At my father’s behest, I got around to seeing Lenin’s Mausoleum.  For reasons unbeknownst to me, Lenin’s tomb is a big attraction.  International crowds line up early in the morning, in a quite a long line, give up all of their recording devices like cameras and smart phones, and go through a metal detector.  Once the security check is complete, there is a long procession that takes the visitors by the graves of many Soviet heroes, including Khrushchev and Stalin.  Finally, one arrives at the door of the mausoleum and is greeted by strict and formally dressed military officers.
Curious foreigners chat amongst themselves.  They are repeatedly reminded that this is a dead man’s resting place, and hence respect and silence is warranted.  As the visitors were hushed by the guards, my father, being hard of hearing, kept asking in a loud voice what the guards said after they told him to hush.  The guards would then hush my dad some more; and that was followed by my dad even more quizzically asking again what the guards said.
After going through a winding subterranean hallway, once gets to see Lenin.  After a 270 degree tour of the dead man - or a replica - lying in state, one starts to climb stairs and emerges from the underground lair. 

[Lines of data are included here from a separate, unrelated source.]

Issue #9349, opened 2022-10-27
DataTable: when it is updated, the filter values are set empty. (LazyDataModel + "special" API-usage)


mertsincan:
As in the example below, after selecting a value from the selectcheckbox menu, the filter values are lost when the table is updated. It works fine with version 11.
```
<h:form>
      <p:dataTable var="customer" value="#{dtLazyView.lazyModel}" paginator="true" rows="10"
                   paginatorTemplate="{RowsPerPageDropdown} {FirstPageLink} {PreviousPageLink} {CurrentPageReport} {NextPageLink} {LastPageLink}"
                   rowsPerPageTemplate="5,10,15" selectionMode="single"
                   selection="#{dtLazyView.selectedCustomer}"
                   id="customerTable" widgetVar="_customerTable">

        <p:column headerText="Name" sortBy="#{customer.name}">
          <h:outputText value="#{customer.name}"/>
        </p:column>
        <!-- This filter hides correctly, but is not working when updated -->
        <p:column headerText="country " sortBy="#{customer.country}" filterBy="#{customer.country.name}">
          <f:facet name="filter">
            <p:selectCheckboxMenu id="multiple" value="#{dtFilterView.selectCountries}" style="min-width: 15rem"
                                  multiple="true" scrollHeight="250" updateLabel="true">
              <p:ajax event="change" process="@this" update="@form:customerTable"/>
              <f:selectItems value="#{dtLazyView.countries}"/>
            </p:selectCheckboxMenu>
          </f:facet>
          <h:outputText value="#{customer.country.name}"/>
        </p:column>
      </p:dataTable>

    </h:form>
```

tandraschko:
@mertsincan that reverts my fix for: https://github.com/primefaces/primefaces/issues/9040

mertsincan:
Hi @tandraschko, yes but unfortunately, there are at least 5 issues reported by PROs regarding https://github.com/primefaces/primefaces/issues/9040 
When they update the PF version, they completely lose the value they submitted in the filter. 
Exp; 
[primefaces-test.zip](https://github.com/primefaces/primefaces/files/9879004/primefaces-test.zip)
Maybe, you can have a look at this example to be compatible with your fix.
Note: As I said above, it works fine with PF11, PF10 and 8.

christophs78:
We need to add integrationtests for this specific situation. (or extend exisiting ones)

christophs78:
[...]

PR #9359, opened 2022-10-28
#9349 ITs + filter done the right way

christophs78:


melloware (approved):

christophs78:
Some more MyFaces-work to do....

christophs78:
> Some more MyFaces-work to do....

now green with MyFaces too

melloware:
Looks great!

PR #9365, opened 2022-10-31
DataExporter: Integration tests

melloware:
Checks for downloads of all 4 types + custom Text Exporter like showcase.

I compare equality for all types except for PDF as I could not find a good way to compare two PDF's


christophs78:
Great to see Integrationtests for DataExporter!

PDF fails because there are meta-data-differences between the reference PDF and to one generated by on-the-fly?
Maybe we can do some basic checks with https://librepdf.github.io/OpenPDF/docs-1-2-7/index.html?com/lowagie/text/pdf/parser/PdfTextExtractor.html? (or with some help by PDFBox https://stackoverflow.com/questions/23813727/how-to-extract-text-from-a-pdf-file-with-apache-pdfbox)

melloware:
Yep PDF must generate different timestamps etc inside the document.  XLSX does the same thing but I found a nice way using POI to compare to XLSX files.

melloware:
OK   I think it worked!

```java
 final PdfReader actualPdf = new PdfReader(actual.getAbsolutePath());
final String actualPdfContent = new PdfTextExtractor(actualPdf).getTextFromPage(1);

final PdfReader expectedPdf = new PdfReader(expected.getAbsolutePath());
final String expectedPdfContent = new PdfTextExtractor(expectedPdf).getTextFromPage(1);

Assertions.assertTrue(Objects.equal(actualPdfContent, expectedPdfContent), message);
```

primefaces-selenium/primefaces-selenium-core/src/main/java/org/primefaces/selenium/internal/DefaultWebDriverAdapter.java
```diff
@@ -85,15 +87,21 @@ public WebDriver createWebDriver() {
                 FirefoxOptions firefoxOptions = new FirefoxOptions();
                 firefoxOptions.setPageLoadStrategy(PageLoadStrategy.NORMAL);
                 firefoxOptions.setHeadless(config.isWebdriverHeadless());
-                if (!config.isWebdriverHeadless()) {
-                    firefoxOptions.setCapability(CapabilityType.LOGGING_PREFS, logPrefs);
-                }
+                firefoxOptions.setLogLevel(FirefoxDriverLogLevel.INFO);
```
christophs78, line 90: Are we sure we want to modify this?

christophs78: Beside this one thing everything fine and ready to be merged.

melloware: Yes that is marked as deprecated and a Chrome only option `LoggingPrefs` so I swapped it for the correct Firefox setting which actually still doesn't even work yet.  The Chrome driver is the only one that captures log output right now.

Overall, it was an unsettling experience for a number of reasons.  First, the mausoleum creates a cult of personality around Lenin, where – whether you appreciate or agree with them – Lenin’s ideas are what should be discussed.  Second, the mausoleum seemed like a house of worship.  This is an extension of the personality cult criticism, but there was something rather church-like about the experience that left an eerie feeling.  Third, this mausoleum is a historical anachronism in 2010.  Russia is capitalism’s new frontier; its markets are generally unregulated and near the polar opposite of communism. 
 Ending the Lenin Era:  Mikhail Gorbachev
I do not understand how a tourist attraction can be built around a dead man but, evidently, it can; and tourists come flocking from the earth's four corners despite the oddness of the display.

2 comments:

  1. IMHO: Destroying the Orthodox Church, they substituted it and its influence with things that looked so usual: May-Day or 7 Nov demonstrations instead of Crucessions, leader portraits instead of icons, Lenin's corpse instead of remains of the saints etc. That's why it looks so religiously.